Voters on the left and the right of the political spectrum have both taken to the streets to protest the state of politics in this country over the last two years. And most political observers agree: People are angry. Very angry.
But is the anger we see today really as unprecedented as some would lead you to believe? And is it really what’s driving the political mood heading into 2012?
Those who watch these things are skeptical.
“I don’t buy it,” Democratic pollster John Anzalone said. “Voter anger was the Vietnam era, the civil rights era. Even the gas lines of the 70s and hyperinflation during [former President Jimmy] Carter; that was anger. We have ‘Occupy Wall Street’, but this is no Kent State.”
In a Washington Post-ABC News poll 31 percent of people said they are angry with the way the federal government is working – a new high for the poll, going back to 1992. Similarly, the Pew Research Center showed in August that 26 percent of people said they were angry. That was also a new high, going back more than a decade.
But the Post and Pew polls both show far more people expressing disenchantment using less-aggressive terms — 49 percent in the Post poll say they are merely “dissatisfied but not angry,” while 60 percent in the Pew Poll said they were “frustrated.”
Those are also record highs, but Anzalone said that they speak to the fact that the prevailing political sentiment in the country today is more disgust than anger. He added that the high levels of economic anxiety when combined with the political divisiveness that has consumed the country is what’s genuinely unprecedented.

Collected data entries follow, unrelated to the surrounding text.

PR #3048, opened 2020-12-16
remove buggy code

studentmain:

- [ ] Compiled the code with Visual Studio

- [x] Bug fix
- [ ] Improvement
- [ ] New feature

---

remove buggy stream cipher and its test


DuckSoft:
LFGTM

shadowsocks-csharp/Encryption/EncryptorFactory.cs
```diff
@@ -26,7 +26,7 @@ static EncryptorFactory()
             {
                 AEADSodiumEncryptorSupportedCiphers.Remove("aes-256-gcm");
             }
-
+#if I_KNOW_STREAM_CIPHER_IS_UNSAFE
```
DuckSoft, line 29: I'd rather put: if i am sb

DuckSoft (approved):

database64128:
All these overused insecure legacy stream ciphers. Let’s drop them once and for all! 🚀

eebssk1:
I'm using v2ray-pluin TLS while setting SS to use rc4-md5. Is it  really necessary to use AEAD on both plugin and SS itself?

studentmain:
@eebssk1 using v2ray (without plugin) is enough

shadowsocks-csharp/Encryption/EncryptorFactory.cs
fernvenue: > 

So maybe you can tell me why we have to use aead cipher when we already have TLS by [v2ray-plugin](https://github.com/shadowsocks/v2ray-plugin). Or shadowsocks-windows is going to drop support for plugins at a later date?

PR #1118, opened 2026-08-22
feat(usenet): make provider circuit-breaker cooldowns configurable

loambit:
Make circuit breaker cooldown settings configurable, matching existing defaults. On systems with only 1 primary this prevents the backup block providers from being drained too fast.

## Summary by CodeRabbit

* **New Features**
  * Added configurable initial and maximum cooldown durations for provider circuit breakers.
  * Cooldowns now increase exponentially after repeated failures and reset after successful recovery.
  * Invalid settings are validated and safely clamped to supported ranges.

* **Documentation**
  * Documented cooldown configuration, backoff behavior, limits, persistence, and recovery probes.

* **Tests**
  * Added coverage for cooldown escalation, resets, defaults, parsing, and boundary handling.

### DIFF
--- a/backend/Clients/Usenet/Connections/ProviderCircuitBreaker.cs
+++ b/backend/Clients/Usenet/Connections/ProviderCircuitBreaker.cs
@@ -60,7 +60,12 @@ public class ProviderCircuitBreaker
         _providerName = providerName;
         _onTransition = onTransition;
         _coalesceFailureBursts = coalesceFailureBursts;
-        _initialCooldown = initialCooldown ?? DefaultInitialCooldown;
+        // A non-positive initial cooldown would trip straight into half-open and the
+        // doubling ladder would never grow, silently disabling the breaker.
+        var configuredInitial = initialCooldown ?? DefaultInitialCooldown;
+        _initialCooldown = configuredInitial > TimeSpan.Zero
+            ? configuredInitial
+            : DefaultInitialCooldown;
         // A ceiling under the initial cooldown would shorten the first trip instead of
         // bounding the ladder, so keep it at or above the value it caps.
         var ceiling = maxCooldown ?? DefaultMaxCooldown;
--- a/backend/Clients/Usenet/Connections/ProviderCircuitBreaker.cs
+++ b/backend/Clients/Usenet/Connections/ProviderCircuitBreaker.cs
@@ -27,20 +27,22 @@ public class ProviderCircuitBreaker
     private const int MinFailuresToTrip = 3;
     private const double TripFailureRate = 0.5;
 
-    private static readonly TimeSpan InitialCooldown = TimeSpan.FromSeconds(60);
-    private static readonly TimeSpan MaxCooldown = TimeSpan.FromMinutes(5);
+    private static readonly TimeSpan DefaultInitialCooldown = TimeSpan.FromSeconds(60);
+    private static readonly TimeSpan DefaultMaxCooldown = TimeSpan.FromMinutes(5);
     private static readonly TimeSpan FailureBurstCoalesceWindow = TimeSpan.FromSeconds(2);
     private static readonly TimeSpan DefaultProbeAbandonTimeout = TimeSpan.FromSeconds(60);
 
     private readonly string _providerName;
     private readonly Action<ProviderCircuitTransition>? _onTransition;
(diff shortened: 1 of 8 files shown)


backend/Config/ConfigManager.cs
```diff
@@ -1036,6 +1038,34 @@ public int GetWarmConnectionsFloor(int maxConnections)
...
+    /// <summary>
+    /// Cooldown applied the first time a provider's circuit trips. Each consecutive trip
+    /// doubles it up to the ceiling, and a successful body fetch resets it back to this
+    /// value. Defaults to 60s and is clamped to 5 through 300. The connection pools read
+    /// it when they are built, so a change applies on the next restart or provider save.
+    /// </summary>
+    public TimeSpan GetCircuitBreakerInitialCooldown()
+    {
+        var configured = StringUtil.EmptyToNull(GetConfigValue(ConfigKeys.UsenetCircuitBreakerInitialCooldownSeconds));
+        if (configured is null || !int.TryParse(configured, out var seconds))
```
hoivikaj: [P3] Parse the same numeric domain that validation accepts. These two keys are validated with `RequireLong`, but both getters use `int.TryParse`. For example, `2147483648` passes both the Settings API and `NZBDAV_CONFIG__...` startup validation, then resolves to the 60/300-second default instead of the documented 300/3600-second clamp. Please parse `long` in both getters (clamping before `TimeSpan` conversion), or restrict validation consistently, and add an above-Int32 boundary test.

docs/configuration/usenet.md
```diff
@@ -68,3 +68,25 @@ re-probing the same provider for the same article until the TTL expires. Transie
 | Miss-cache max entries | `usenet.article-miss-cache-max-entries` | `10000` | Cap before oldest entries are evicted (clamped 100–1000000) |
 
 The cache clears automatically when Usenet providers are reconfigured.
+
+## Provider circuit-breaker cooldown
```
hoivikaj: [P2] Add the required release marker for this new user-visible setting. Older images reject these new `NZBDAV_CONFIG__...` names as unknown during startup, so readers need the minimum supported version. Per the repository docs policy, please mark this heading with the anticipated `[since 1.3.0](https://github.com/infinidysk/infinidysk/releases/tag/v1.3.0){ .nzbdav-since }` pill.

hoivikaj (changes requested):
I am a code review agent operating under maintainer context.

The circuit-breaker wiring and default compatibility look sound, and the completed backend, documentation, and CodeQL checks pass. I’m requesting changes for the configuration parsing inconsistency and required documentation version marker noted inline. Backend mutation was still pending when this review was submitted.

backend/Config/ConfigManager.cs
hoivikaj: Fixed in c096749a2 — both getters now parse with `long.TryParse` and clamp before the `TimeSpan` conversion, and the boundary tests cover `2147483648` / `-2147483649`.

docs/configuration/usenet.md
hoivikaj: Fixed in c096749a2 — the heading now carries the `[since 1.3.0]{ .nzbdav-since }` pill.

backend/Clients/Usenet/Connections/ProviderCircuitBreaker.cs
```diff
@@ -51,11 +53,19 @@ public class ProviderCircuitBreaker
...
     {
         _providerName = providerName;
         _onTransition = onTransition;
         _coalesceFailureBursts = coalesceFailureBursts;
+        _initialCooldown = initialCooldown ?? DefaultInitialCooldown;
+        // A ceiling under the initial cooldown would shorten the first trip instead of
+        // bounding the ladder, so keep it at or above the value it caps.
+        var ceiling = maxCooldown ?? DefaultMaxCooldown;
+        _maxCooldown = ceiling < _initialCooldown ? _initialCooldown : ceiling;
+        _currentCooldown = _initialCooldown;
```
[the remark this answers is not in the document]
hoivikaj: Fixed in ec1fcb6f — a non-positive `initialCooldown` now falls back to the 60s default so the ladder can never start at zero, with theory cases covering 0 and -30s.

PR #1174, opened 2026-08-25
chore(dumb): expose a database contract file for SQLite-to-PostgreSQL migrators

### LINKED ISSUE #1150: Expose a machine-readable database contract for SQLite-to-PostgreSQL migrators
### Before submitting

@I-am-PUID-0

- [x] I have searched existing issues and did not find a similar request.
- [x] This request relates to use with legally obtained content.

### Problem or use case

DUMB (Debrid Unlimited Media Bridge) offers SQLite-to-PostgreSQL migration for InfiniDysk installs and keeps that migrator locked to specific schema versions.

The newest applied migration timestamp already helps, but it is not enough for a safe migration. DUMB checks the database’s **exact applied migration history** and the **resulting schema**, not just the newest migration file, because the installed source and the live database can differ (pending migrations, restored backups, forks, skipped/conflicting history).

Without a runtime contract from InfiniDysk, DUMB has to reverse-engineer schema identity from `__EFMigrationsHistory`, backup manifests, or app version — all of which can disagree.

### Proposed solution

Expose a machine-readable **database contract** from the InfiniDysk runtime, for example:

```json
{
  "contract": "infinidysk-db-v1.2.3",
  "provider": "sqlite",
  "terminalMigration": "20260822140000_Add-Profile-Stream-State-Index",
  "migrationCount": 50,
  "migrationHistoryHash": "...",
  "transientObjects": ["TMP_LINKED_FILES", "TMP_LINKED_FILES_UNIQUE"]
}
```

Requested fields:

- `contract` — stable identifier DUMB (and other migrators) can pin against
- `provider` — `sqlite` or `postgres`
- `terminalMigration` — newest applied EF migration id
- `migrationCount` — number of applied migrations
- `migrationHistoryHash` — fingerprint of the full applied history (not only the tip)
- `transientObjects` — objects that may exist at runtime but are not part of the stable schema (e.g. `TMP_LINKED_FILES` during unlinked-file cleanup)

Delivery can be an authenticated admin API, a file under `/config`, or another runtime-owned surface — whatever is stable for DUMB to read without scraping source.

### Alternatives considered

- **Newest migration id only** (backup `lastMainMigration`, support-pack last migration): insufficient when history and tip disagree.
- **App version** (`NZBDAV_VERSION` / `version.txt`): the binary and the database can be on different schemas.
- **Direct `__EFMigrationsHistory` reads:** possible for DUMB, but duplicates InfiniDysk’s source of truth and misses provider, transient objects, and a versioned contract id.
- **[#1012](https://github.com/infinidysk/infinidysk/issues/1012) in-app SQLite→Postgres migration:** complementary; DUMB still needs a pin-able contract for its own migrator.

### Relevant area

Other (database schema / DUMB integration)

### Additional context

Requested by the DUMB maintainer. InfiniDysk is a fully supported DUMB core module; PostgreSQL is currently documented as new-installs-only with no automatic SQLite→Postgres path ([docs/operations/postgresql.md](docs/operations/postgresql.md)).

`terminalMigration` in the example is illustrative of the shape they want (`20260822140000_Add-Profile-Stream-State-Index`); the live tip will move as new migrations land.

---

hoivikaj:
## Summary

- Writes a machine-readable database contract to `/config/db-contract.json` after every migration event (startup migrations, standalone `--db-migration`, and lazy creation/recreation of the usenet-migration ledger), so DUMB's SQLite-to-PostgreSQL migrator can pin against a stable runtime-owned contract instead of reverse-engineering `__EFMigrationsHistory`, backup manifests, or the app version.
- The contract carries a stable id (`infinidysk-db-v1`), provider, terminal migration, applied count, a `sha256` fingerprint of the full applied history, and known transient objects (`TMP_LINKED_FILES`, `TMP_LINKED_FILES_UNIQUE`) — top-level for the main database plus a `databases` map covering main, metrics, and usenet-migration.
- The file is world-readable (`0644`) and replaced atomically via temp-file + rename, so readers never see a partial document and a differently-owned leftover from a previous install can never block an upgrade or reinstall. Writes are best-effort and never block startup or the migration wizard.

Closes #1150

## Test plan

- [x] New `DatabaseContractWriterTests` (6 tests): contract shape against real migrated SQLite databases, hash determinism, 0644 permissions, overwrite of a read-only leftover, stale temp cleanup, lazily-created ledger handling, never-throws guarantee
- [x] Full backend suite: `dotnet test tests/NzbWebDAV.Tests/NzbWebDAV.Tests.csproj -c Release` — 3713 passed, 0 failed
- [x] Docs build: `zensical build --clean --strict` — clean
- [x] Manual smoke: `NzbWebDAV --db-migration` against a temp CONFIG_PATH produced the expected `db-contract.json` with mode 0644
- [ ] CI green

## Summary by CodeRabbit

* **New Features**
  * Added automatic generation of a machine-readable database contract after database migrations.
  * Contract includes migration history, database metadata, application version, timestamps, and optional Usenet migration details.
  * Contract updates are written safely and do not block startup when recoverable errors occur.

* **Documentation**
  * Added operational documentation for `/config/db-contract.json`, including its format, permissions, contents, and update behavior.

### DIFF
--- a/backend/Database/DatabaseContractWriter.cs
+++ b/backend/Database/DatabaseContractWriter.cs
@@ -1,0 +1,179 @@
+using System.Security.Cryptography;
+using System.Text;
+using System.Text.Json;
+using Microsoft.EntityFrameworkCore;
+using NzbWebDAV.Config;
+using Serilog;
+
+namespace NzbWebDAV.Database;
+
+/// <summary>
+/// Writes a machine-readable database contract (<c>db-contract.json</c>) to CONFIG_PATH
+/// after migration events, so external migrators (e.g. DUMB's SQLite-to-PostgreSQL
+/// migrator) can pin against the exact applied migration history instead of
+/// reverse-engineering schema identity from __EFMigrationsHistory, backup manifests,
+/// or the app version. The top-level fields describe the main database; the
+/// <c>databases</c> map carries every database the runtime owns.
+/// </summary>
+internal static class DatabaseContractWriter
+{
+    internal const string ContractVersion = "infinidysk-db-v1";
+    internal const string ContractFileName = "db-contract.json";
+
+    // Runtime tables that are not part of the stable schema. RemoveUnlinkedFilesTask
+    // recreates TMP_LINKED_FILES on every orphan-cleanup pass, and TMP_LINKED_FILES_UNIQUE
+    // can be stranded when a run dies between CREATE and RENAME.
+    private static readonly string[] MainTransientObjects = ["TMP_LINKED_FILES", "TMP_LINKED_FILES_UNIQUE"];
+
+    // Test seams (same pattern as UsenetMigrationStore).
+    internal static Func<DavDatabaseContext> MainContextFactory { get; set; } =
+        static () => new DavDatabaseContext();
+
+    internal static Func<MetricsDbContext> MetricsContextFactory { get; set; } =
+        static () => new MetricsDbContext();
+
+    internal static Func<UsenetMigrationDbContext> UsenetMigrationContextFactory { get; set; } =
+        static () => new UsenetMigrationDbContext();
+
+    internal static Func<string> UsenetMigrationDatabaseFilePath { get; set; } =
+        static () => UsenetMigrationDbContext.DatabaseFilePath;
+
+    internal static Func<string> ContractFilePath { get; set; } =
+        static () => Path.Join(DavDatabaseContext.ConfigPath, ContractFileName);
+
+    private static readonly JsonSerializerOptions SerializerOptions = new()
+    {
+        PropertyNamingPolicy = JsonNamingPolicy.CamelCase,
+        WriteIndented = true,
+    };
+
+    /// <summary>
+    /// Writes the contract file. Never throws: the contract is informational and must
+    /// not block startup or the usenet-migration wizard.
+    /// </summary>
+    public static async Task WriteAsync(CancellationToken ct = default)
+    {
+        try
+        {
+            await WriteCoreAsync(ct).ConfigureAwait(false);
+        }
+        catch (Exception e) when (e is not OutOfMemoryException)
+        {
+            Log.Warning("Could not write database contract file to {Path}: {Reason}", ContractFilePath(), e.Message);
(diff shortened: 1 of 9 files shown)


hoivikaj:
Review findings addressed in `54833b37` and `1d5a7c35`:

1. **MainContextFactory provider branch (CodeRabbit, major)** — the default factory now creates `PostgresDavDatabaseContext` when `DATABASE_PROVIDER=postgres`, matching the explicit branch in `Program.cs`. Note: no wrong-data bug existed — `DavDatabaseContext.ConfigureOptions` already routes to Npgsql when postgres is configured, and `GetAppliedMigrationsAsync` reads the same `__EFMigrationsHistory` rows regardless of context type — but the explicit type removes the ambiguity. Covered by a new regression test in `PostgresMigrationTests` that runs in the CI postgres job: it asserts the default factory resolves to `PostgresDavDatabaseContext` and that a contract written against a migrated PostgreSQL schema reports `provider: "postgres"` with the applied history.
2. **Generic catch clause (code quality)** — the stale temp-file cleanup now catches `IOException` and `UnauthorizedAccessException` specifically.

Skipped: the CodeRabbit docstring-coverage warning (8.7% < 80%). The writer's class and entry point carry XML docs; per repo convention (AGENTS.md — comments only for non-obvious logic), tests and self-explanatory members stay undocumented.

hoivikaj:
Latest finding addressed in `86a995f7`:

- **Static seam race between test classes (CodeRabbit, minor)** — valid latent hazard: `DatabaseContractWriterTests` and `PostgresMigrationTests` are separate xUnit collections, so a full-suite run with `DATABASE_PROVIDER=postgres` could interleave their save/mutate/restore cycles on the writer's static seams. Both classes now live in a shared `DatabaseContractWriterCollection` with `DisableParallelization = true`, mirroring the existing `HttpIntegrationCollection` pattern for process-wide state. (CI jobs were not affected today: the postgres job filters to `PostgresMigrationTests` only, and the normal job skips the postgres test before it touches the seams.)

The earlier generic-catch finding was fixed in `54833b37` (typed `IOException`/`UnauthorizedAccessException` catches); the bot comment predates that push.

“The combination is lethal and dangerous for politicians,” he said. “We saw a big swing in 2008 and then 2010 and we may see another swing in 2012, which will include primary losses for Republicans....and then maybe a Democratic House again, or at least gains.”
(It should be noted that, while Anzalone sees Democratic gains in the House, Republicans think they have a good shot at retaking the Senate and the White House. In truth, nobody knows how the current state of affairs will translate into votes cast in 2012.)
What we do know is that voter anger matters. In the last two elections that featured big swings toward Republicans — 1994 and 2010 — at least three-quarters of those who described themselves as “angry” voted for the GOP. In 1992 – a good year for Democrats — 56 percent of angry voters sided with their party, according to exit polling.
Anger is a powerful thing, because it motivates voters to show up at the polls. But the fact that less than one in three Americans identify themselves as angry suggests that the emotion won’t be the single motivating factor in 2012.
Instead, what is driving voters today is more of a general discontent. (“The sort of general malaise that only the genius possess and the insane lament.” — Dr. Evil.) The vast majority of people don’t like Congress and don’t believe government is performing its duties, but even a majority of these people don’t ascribe “anger” as one of their primary emotions.
True, some polling shows much higher levels of anger. A CNN/Opinion Research poll recently showed 72 percent of people describing themselves as angry, but when given a chance to use a similar word that isn’t as harsh, people generally opt for it. Hence the higher numbers for “dissatisfied but not angry” in the Post-ABC poll and “frustrated” in the Pew poll.
Former Republican National Committeeman David Norcross said frustration is a step toward anger, however. “Absence of leadership and the polarized philosophies lead to frustration, which leads to anger,” he argued. “All of which is overlaid by economic concern for our future.”